__To do__
Give the data again exactly, from its opening line through the line in which "1. Open the" appears.

__Excerpted data__
PR #473, opened 2024-10-13
Fixed #465 Story1 and Reference Button Non-Functional on Width 991px to 1214px

### LINKED ISSUE #465: Story1 and Reference Button Non-Functional on Width 991px to 1214px
### Description

I have encountered an issue where the **Story1** and **Reference** buttons are not functioning properly when the screen width is between **991px** and **1214px**.

### Steps to Reproduce

1. Open the application on a device or emulator with a screen width between **991px** and **1214px**.
2. Navigate to the `/sugar-stories` section containing the **Story1** and **Reference** buttons.
3. Attempt to click on either button.

### Expected Behavior

The buttons should be clickable and perform their intended actions.

### Actual Behavior

The buttons do not respond when clicked.

igennova:
Summary
Fixes an issue where the Story1 and Reference buttons were not functioning between screen widths of 991px and 1214px.

Problem
The buttons in the /sugar-stories section did not respond to clicks when viewed on devices with a screen width between 991px and 1214px. This impacted the user experience as the buttons were not usable in this specific range.

Fix
Adjusted the z-index and position properties in the CSS:

Added z-index: 10;
Set position: relative;
This ensures the buttons now respond properly to clicks in the specified screen width range.

Fixes #465

### DIFF
--- a/css/airspace.css
+++ b/css/airspace.css
@@ -1850,6 +1850,8 @@ px      68    160    252    344    436    */
 
 
 #exTab3 .nav-pills > li > a {
+  z-index: 10;
+  position: relative;
   border-radius: 30px 30px 30px 30px ;
  border: 1px solid #474354;
  -webkit-box-shadow: 0 3px 6px rgba(0, 0, 0, 0.16), 0 3px 6px rgba(0, 0, 0, 0.23);


pikurasa (approved):

pikurasa:
It works.

It's not an entirely robust solution, because for sizes smaller than 991 the buttons are not visible/functional at all.

That said, it's a step in the right direction.

chimosky:
> It works.
> 
> It's not an entirely robust solution, because for sizes smaller than 991 the buttons are not visible/functional at all.
> 
> That said, it's a step in the right direction.

If that's the case then an issue for that should be open seeing as the bug was introduced by this change.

__Written response__
PR #473, opened 2024-10-13
Fixed #465 Story1 and Reference Button Non-Functional on Width 991px to 1214px

### LINKED ISSUE #465: Story1 and Reference Button Non-Functional on Width 991px to 1214px
### Description

I have encountered an issue where the **Story1** and **Reference** buttons are not functioning properly when the screen width is between **991px** and **1214px**.

### Steps to Reproduce

1. Open the application on a device or emulator with a screen width between **991px** and **1214px**.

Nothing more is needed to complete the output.